The invention discloses a primer and a probe for detecting an RET fusion gene. The primer comprises an RET fusion mutation specificity reverse transcription primer, an RET gene fusion mutation detection specificity primer and a probe nucleotide sequence. The invention discloses a detection reagent kit for detecting the RET fusion gene. The detection reagent kit comprises an mRNA reverse transcription cDNA system, wherein the mRNA reverse transcription cDNA system is used for detecting the PCR reaction of the detection reagent. The specific primer and probe technology is adopted, so that the human RET gene fusion mutation can be specifically detected; a real-time fluorescent PCR system is established, and 17 fusion mutations of the RET genes can be simultaneously detected; the sensitivity is high, the mutation of 5 to 10 copies can be detected; the operation is simple, the detection is cheap, and the clinical application range is wide; the specimen detection range is wide, and the specimen can be fresh pathological tissues, paraffin-embedded tissues or pleural fluid; the detection speed is high, and the detection process can be completed in 90 minutes.

The invention discloses a detection kit and detection method for BRAF gene mutations, and belongs to the technical field of B2D10 currently first developed high-tech industrialization important field guide/biology/novel medical precise diagnosis and treatment equipment. The detection kit is characterized by comprising two pairs of specifically amplified primers for BRAF gene mutation loci, an efficient blocking probe of a wild sequence and a BRAF gene specific TaqMan fluorescent probe. The kit can detect specimens of which the number of the mutant copies is as low as 5 to 10, and the mutation content is as low as 0.1%. The detection kit can detect five gene mutations of a BRAF gene simultaneously, the sensitivity is high, operation is easy, detection is low in price, the clinical application range is wide, samples can adopt fresh pathological tissue or paraffin-embedded tissue or a pleural fluid or serum or plasma, the detection speed is high, and only 90 minutes are needed for completing the detection process.

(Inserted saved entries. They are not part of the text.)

PR #1830, opened 2023-05-19
source: plumb sym link base through to syft CLI

jsquyres:
Continuing the work of b81c980, change the behavior of the syft command: the root for symbol link resolution of directory scans is now the directory root, not "/".

Do this pedantically, by separating the directory root to the scanned from the directory sym link base.  As of this commit, these two values will always be the same, but this strategy leaves the door open for them to be different someday, if that would ever be useful.

Also remove some unused functions and consolidate down to just the NewFromDirectoryBaseWithName() function.

Refs #1485, #1359

### DIFF
--- a/syft/source/source.go
+++ b/syft/source/source.go
@@ -46,6 +46,7 @@ type Input struct {
 	Location    string
 	Platform    string
 	Name        string
+	SymLinkBase string
 }
 
 // ParseInput generates a source Input that can be used as an argument to generate a new source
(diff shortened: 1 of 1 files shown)


jsquyres:
Looks like some of those "unused" functions I removed are used by tests.  I'll investigate...

kzantow:
Hi @jsquyres and thanks for the contribution here -- we have a bit of a different change that does this in PR https://github.com/anchore/syft/pull/1867. It should be noted the referenced PR has a prerequisite of some _other_ changes and we're looking at getting these done hopefully in a week-ish timeframe. That said, I'm going to close this PR due to the overlap. Please let me know if I've misunderstood something and would be happy to reopen it!

jsquyres:
@kzantow Sorry for my long silence on this -- I got distracted by vacation, holidays, and other shiny objects.  If #1867 implements effectively the same kind of functionality as I did in this PR, we can certainly close this PR.  I'd just like the functionality, regardless of whether it's my PR or someone else's. 😄

kzantow:
Thanks @jsquyres! I'm going to close this as noted -- we're making progress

The to-be solved technical problem of the invention is to provide a reagent for detecting the expression situation of target protein in a paraffin-embedded tissue. The technical scheme for solving the technical problem is to provide a kit for evaluating prognosis information of an esophagus cancer patient. The kit comprises four antibodies of target protein, and the four antibodies comprise delta-catenin, Dynamin-2, Erbin and LAP-1, and the kit also comprises goat serum, 0.01 M citrate restoration liquid, 3% H2O2, a Polymer reinforcing agent, a polymer, a DAB chromogenic reagent and a PBS solution. The kit can help to relatively simply practicably evaluate prognosis of esophagus cancer patients compared with an international TNM staging method, and is higher in both sensitivity and specificity compared with the TNM staging method, and is relatively suitable for esophagus cancer prognosis evaluation of countrymen.